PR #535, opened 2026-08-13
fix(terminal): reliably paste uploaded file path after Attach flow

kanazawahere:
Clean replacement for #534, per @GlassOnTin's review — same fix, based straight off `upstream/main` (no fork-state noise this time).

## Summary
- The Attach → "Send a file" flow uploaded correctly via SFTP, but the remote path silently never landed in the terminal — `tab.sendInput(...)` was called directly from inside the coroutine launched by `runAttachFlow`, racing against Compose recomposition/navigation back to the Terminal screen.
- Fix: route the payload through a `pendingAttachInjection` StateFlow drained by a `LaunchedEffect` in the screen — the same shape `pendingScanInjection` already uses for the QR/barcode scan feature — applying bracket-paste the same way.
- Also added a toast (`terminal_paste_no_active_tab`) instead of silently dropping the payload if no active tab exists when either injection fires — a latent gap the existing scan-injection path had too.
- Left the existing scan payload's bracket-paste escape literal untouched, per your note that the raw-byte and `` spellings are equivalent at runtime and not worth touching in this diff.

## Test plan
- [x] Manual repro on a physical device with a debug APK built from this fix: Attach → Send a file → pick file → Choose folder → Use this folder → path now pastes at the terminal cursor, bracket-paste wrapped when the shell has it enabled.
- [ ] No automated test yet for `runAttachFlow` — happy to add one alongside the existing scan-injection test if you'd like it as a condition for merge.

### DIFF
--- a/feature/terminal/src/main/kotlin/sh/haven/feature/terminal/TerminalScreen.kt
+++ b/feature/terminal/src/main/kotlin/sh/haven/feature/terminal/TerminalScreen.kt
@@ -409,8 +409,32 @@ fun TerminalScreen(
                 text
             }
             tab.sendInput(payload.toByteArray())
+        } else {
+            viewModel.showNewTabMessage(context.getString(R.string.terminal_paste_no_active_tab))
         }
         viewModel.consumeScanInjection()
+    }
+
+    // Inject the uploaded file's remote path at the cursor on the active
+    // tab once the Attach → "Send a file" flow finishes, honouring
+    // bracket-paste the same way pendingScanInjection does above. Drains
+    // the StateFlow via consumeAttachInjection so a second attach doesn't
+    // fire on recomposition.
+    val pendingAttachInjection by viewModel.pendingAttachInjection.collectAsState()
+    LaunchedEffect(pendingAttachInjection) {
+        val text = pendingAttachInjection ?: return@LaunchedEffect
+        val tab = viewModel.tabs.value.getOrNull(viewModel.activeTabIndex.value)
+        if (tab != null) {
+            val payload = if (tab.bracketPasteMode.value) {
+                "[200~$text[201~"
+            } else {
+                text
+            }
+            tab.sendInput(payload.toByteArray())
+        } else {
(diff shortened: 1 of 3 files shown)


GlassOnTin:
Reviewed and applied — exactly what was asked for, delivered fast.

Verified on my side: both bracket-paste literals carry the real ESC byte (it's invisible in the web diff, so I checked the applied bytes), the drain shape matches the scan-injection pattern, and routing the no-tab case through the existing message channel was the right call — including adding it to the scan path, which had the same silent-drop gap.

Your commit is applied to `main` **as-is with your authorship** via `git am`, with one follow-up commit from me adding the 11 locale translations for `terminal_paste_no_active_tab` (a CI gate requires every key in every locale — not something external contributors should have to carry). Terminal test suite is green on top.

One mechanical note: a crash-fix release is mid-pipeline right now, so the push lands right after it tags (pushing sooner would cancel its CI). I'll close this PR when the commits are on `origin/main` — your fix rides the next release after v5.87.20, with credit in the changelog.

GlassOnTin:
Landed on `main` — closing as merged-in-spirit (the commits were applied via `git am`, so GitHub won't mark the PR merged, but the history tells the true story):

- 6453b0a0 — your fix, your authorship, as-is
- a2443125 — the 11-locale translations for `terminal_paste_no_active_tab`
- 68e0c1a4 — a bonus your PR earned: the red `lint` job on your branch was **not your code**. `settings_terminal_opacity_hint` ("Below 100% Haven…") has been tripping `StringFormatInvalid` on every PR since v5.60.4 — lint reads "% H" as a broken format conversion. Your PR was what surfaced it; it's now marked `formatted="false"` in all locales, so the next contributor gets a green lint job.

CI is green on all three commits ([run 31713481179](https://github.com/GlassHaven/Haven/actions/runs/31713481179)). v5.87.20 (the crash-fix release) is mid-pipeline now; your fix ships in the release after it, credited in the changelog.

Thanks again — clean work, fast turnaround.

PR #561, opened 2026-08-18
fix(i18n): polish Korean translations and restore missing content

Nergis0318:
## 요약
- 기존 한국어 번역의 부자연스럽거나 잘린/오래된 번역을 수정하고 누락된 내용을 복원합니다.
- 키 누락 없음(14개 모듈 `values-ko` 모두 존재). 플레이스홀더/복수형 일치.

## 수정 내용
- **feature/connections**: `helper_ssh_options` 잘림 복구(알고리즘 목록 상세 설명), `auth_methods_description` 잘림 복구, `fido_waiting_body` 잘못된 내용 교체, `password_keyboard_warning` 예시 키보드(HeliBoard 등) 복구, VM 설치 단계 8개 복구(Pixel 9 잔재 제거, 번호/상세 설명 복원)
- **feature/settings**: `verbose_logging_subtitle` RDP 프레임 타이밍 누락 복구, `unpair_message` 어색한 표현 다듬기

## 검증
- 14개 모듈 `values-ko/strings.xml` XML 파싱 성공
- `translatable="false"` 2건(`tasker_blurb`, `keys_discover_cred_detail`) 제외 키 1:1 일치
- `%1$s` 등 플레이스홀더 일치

- [HOW TO COMPLETE THIS TASK] Go through the data and copy each line exactly as it was written.

- [YOUR RESPONSE]
PR #535, opened 2026-08-13
fix(terminal): reliably paste uploaded file path after Attach flow

kanazawahere:
Clean replacement for #534, per @GlassOnTin's review — same fix, based straight off `upstream/main` (no fork-state noise this time).

## Summary
- The Attach → "Send a file" flow uploaded correctly via SFTP, but the remote path silently never landed in the terminal — `tab.sendInput(...)` was called directly from inside the coroutine launched by `runAttachFlow`, racing against Compose recomposition/navigation back to the Terminal screen.
- Fix: route the payload through a `pendingAttachInjection` StateFlow drained by a `LaunchedEffect` in the screen — the same shape `pendingScanInjection` already uses for the QR/barcode scan feature — applying bracket-paste the same way.
- Also added a toast (`terminal_paste_no_active_tab`) instead of silently dropping the payload if no active tab exists when either injection fires — a latent gap the existing scan-injection path had too.
- Left the existing scan payload's bracket-paste escape literal untouched, per your note that the raw-byte and `` spellings are equivalent at runtime and not worth touching in this diff.

## Test plan
- [x] Manual repro on a physical device with a debug APK built from this fix: Attach → Send a file → pick file → Choose folder → Use this folder → path now pastes at the terminal cursor, bracket-paste wrapped when the shell has it enabled.
- [ ] No automated test yet for `runAttachFlow` — happy to add one alongside the existing scan-injection test if you'd like it as a condition for merge.

### DIFF
--- a/feature/terminal/src/main/kotlin/sh/haven/feature/terminal/TerminalScreen.kt
+++ b/feature/terminal/src/main/kotlin/sh/haven/feature/terminal/TerminalScreen.kt
@@ -409,8 +409,32 @@ fun TerminalScreen(
                 text
             }
             tab.sendInput(payload.toByteArray())
+        } else {
+            viewModel.showNewTabMessage(context.getString(R.string.terminal_paste_no_active_tab))
         }
         viewModel.consumeScanInjection()
+    }
+
+    // Inject the uploaded file's remote path at the cursor on the active
+    // tab once the Attach → "Send a file" flow finishes, honouring
+    // bracket-paste the same way pendingScanInjection does above. Drains
+    // the StateFlow via consumeAttachInjection so a second attach doesn't
+    // fire on recomposition.
+    val pendingAttachInjection by viewModel.pendingAttachInjection.collectAsState()
+    LaunchedEffect(pendingAttachInjection) {
+        val text = pendingAttachInjection ?: return@LaunchedEffect
+        val tab = viewModel.tabs.value.getOrNull(viewModel.activeTabIndex.value)
+        if (tab != null) {
+            val payload = if (tab.bracketPasteMode.value) {
+                "[200~$text[201~"
+            } else {
+                text
+            }
+            tab.sendInput(payload.toByteArray())
+        } else {
(diff shortened: 1 of 3 files shown)


GlassOnTin:
Reviewed and applied — exactly what was asked for, delivered fast.

Verified on my side: both bracket-paste literals carry the real ESC byte (it's invisible in the web diff, so I checked the applied bytes), the drain shape matches the scan-injection pattern, and routing the no-tab case through the existing message channel was the right call — including adding it to the scan path, which had the same silent-drop gap.

Your commit is applied to `main` **as-is with your authorship** via `git am`, with one follow-up commit from me adding the 11 locale translations for `terminal_paste_no_active_tab` (a CI gate requires every key in every locale — not something external contributors should have to carry). Terminal test suite is green on top.

One mechanical note: a crash-fix release is mid-pipeline right now, so the push lands right after it tags (pushing sooner would cancel its CI). I'll close this PR when the commits are on `origin/main` — your fix rides the next release after v5.87.20, with credit in the changelog.

GlassOnTin:
Landed on `main` — closing as merged-in-spirit (the commits were applied via `git am`, so GitHub won't mark the PR merged, but the history tells the true story):

- 6453b0a0 — your fix, your authorship, as-is
- a2443125 — the 11-locale translations for `terminal_paste_no_active_tab`
- 68e0c1a4 — a bonus your PR earned: the red `lint` job on your branch was **not your code**. `settings_terminal_opacity_hint` ("Below 100% Haven…") has been tripping `StringFormatInvalid` on every PR since v5.60.4 — lint reads "% H" as a broken format conversion. Your PR was what surfaced it; it's now marked `formatted="false"` in all locales, so the next contributor gets a green lint job.

CI is green on all three commits ([run 31713481179](https://github.com/GlassHaven/Haven/actions/runs/31713481179)). v5.87.20 (the crash-fix release) is mid-pipeline now; your fix ships in the release after it, credited in the changelog.

Thanks again — clean work, fast turnaround.

PR #561, opened 2026-08-18
fix(i18n): polish Korean translations and restore missing content

Nergis0318:
## 요약
- 기존 한국어 번역의 부자연스럽거나 잘린/오래된 번역을 수정하고 누락된 내용을 복원합니다.
- 키 누락 없음(14개 모듈 `values-ko` 모두 존재). 플레이스홀더/복수형 일치.

## 수정 내용
- **feature/connections**: `helper_ssh_options` 잘림 복구(알고리즘 목록 상세 설명), `auth_methods_description` 잘림 복구, `fido_waiting_body` 잘못된 내용 교체, `password_keyboard_warning` 예시 키보드(HeliBoard 등) 복구, VM 설치 단계 8개 복구(Pixel 9 잔재 제거, 번호/상세 설명 복원)
- **feature/settings**: `verbose_logging_subtitle` RDP 프레임 타이밍 누락 복구, `unpair_message` 어색한 표현 다듬기

## 검증
- 14개 모듈 `values-ko/strings.xml` XML 파싱 성공
- `translatable="false"` 2건(`tasker_blurb`, `keys_discover_cred_detail`) 제외 키 1:1 일치
- `%1$s` 등 플레이스홀더 일치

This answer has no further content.